* _Exercise instructions_
For the material that follows, state the number of lines where "modelforge" occurs, and add nothing.

* _Supplied entries_

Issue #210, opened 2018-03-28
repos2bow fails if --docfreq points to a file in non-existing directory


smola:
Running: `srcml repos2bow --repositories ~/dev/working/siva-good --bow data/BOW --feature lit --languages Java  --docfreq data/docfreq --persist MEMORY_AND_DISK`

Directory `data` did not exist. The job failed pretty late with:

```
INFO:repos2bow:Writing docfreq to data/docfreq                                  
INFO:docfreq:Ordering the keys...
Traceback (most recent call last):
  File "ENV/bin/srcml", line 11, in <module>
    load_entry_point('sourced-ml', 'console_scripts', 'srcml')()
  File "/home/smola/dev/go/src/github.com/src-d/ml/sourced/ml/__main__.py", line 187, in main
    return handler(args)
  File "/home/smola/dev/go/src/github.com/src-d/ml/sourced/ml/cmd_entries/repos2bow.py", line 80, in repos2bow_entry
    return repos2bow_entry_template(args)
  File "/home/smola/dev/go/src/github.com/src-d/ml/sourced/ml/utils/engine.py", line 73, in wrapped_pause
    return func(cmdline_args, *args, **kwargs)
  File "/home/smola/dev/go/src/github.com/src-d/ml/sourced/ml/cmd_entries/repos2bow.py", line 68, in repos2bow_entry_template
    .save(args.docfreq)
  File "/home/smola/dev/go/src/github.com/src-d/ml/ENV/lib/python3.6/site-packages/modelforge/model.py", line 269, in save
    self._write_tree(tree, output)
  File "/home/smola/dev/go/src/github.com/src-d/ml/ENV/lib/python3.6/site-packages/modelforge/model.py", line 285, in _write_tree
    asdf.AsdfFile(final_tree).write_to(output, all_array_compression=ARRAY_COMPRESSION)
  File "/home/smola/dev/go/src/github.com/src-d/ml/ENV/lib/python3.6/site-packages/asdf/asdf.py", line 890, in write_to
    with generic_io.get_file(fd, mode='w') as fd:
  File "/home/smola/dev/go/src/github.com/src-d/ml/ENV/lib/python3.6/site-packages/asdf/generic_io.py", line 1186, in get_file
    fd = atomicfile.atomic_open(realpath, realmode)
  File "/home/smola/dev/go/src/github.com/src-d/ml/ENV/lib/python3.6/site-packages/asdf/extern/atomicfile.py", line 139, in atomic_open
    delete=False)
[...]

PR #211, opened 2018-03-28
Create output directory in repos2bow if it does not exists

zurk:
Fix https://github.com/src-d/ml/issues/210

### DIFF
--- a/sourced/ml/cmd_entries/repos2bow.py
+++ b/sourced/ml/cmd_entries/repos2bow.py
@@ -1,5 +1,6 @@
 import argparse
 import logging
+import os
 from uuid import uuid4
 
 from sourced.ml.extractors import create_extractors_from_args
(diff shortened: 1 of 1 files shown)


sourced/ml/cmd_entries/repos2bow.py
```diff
...
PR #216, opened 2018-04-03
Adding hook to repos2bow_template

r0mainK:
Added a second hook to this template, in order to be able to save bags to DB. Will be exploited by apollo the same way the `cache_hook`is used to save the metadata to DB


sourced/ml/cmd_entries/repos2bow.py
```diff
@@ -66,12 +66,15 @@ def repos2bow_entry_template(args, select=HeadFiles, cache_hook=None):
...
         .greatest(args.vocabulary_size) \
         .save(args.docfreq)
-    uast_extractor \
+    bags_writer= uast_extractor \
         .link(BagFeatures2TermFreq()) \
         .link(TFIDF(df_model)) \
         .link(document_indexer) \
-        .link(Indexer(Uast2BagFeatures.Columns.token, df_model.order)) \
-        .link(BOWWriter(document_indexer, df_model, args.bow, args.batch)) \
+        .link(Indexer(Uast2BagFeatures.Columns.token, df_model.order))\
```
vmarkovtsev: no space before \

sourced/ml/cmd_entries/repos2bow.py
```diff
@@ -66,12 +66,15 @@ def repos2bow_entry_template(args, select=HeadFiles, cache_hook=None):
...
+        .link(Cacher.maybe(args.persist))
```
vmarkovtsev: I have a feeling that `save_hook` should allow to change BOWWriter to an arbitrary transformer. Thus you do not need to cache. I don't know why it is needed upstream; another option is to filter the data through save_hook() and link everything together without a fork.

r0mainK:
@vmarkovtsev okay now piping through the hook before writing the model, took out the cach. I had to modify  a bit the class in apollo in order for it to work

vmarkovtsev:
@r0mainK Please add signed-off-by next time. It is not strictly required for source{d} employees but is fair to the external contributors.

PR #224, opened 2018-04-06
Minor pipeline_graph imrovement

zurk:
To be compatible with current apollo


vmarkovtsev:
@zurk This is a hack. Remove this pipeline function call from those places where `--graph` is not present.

* _Result of this task_
2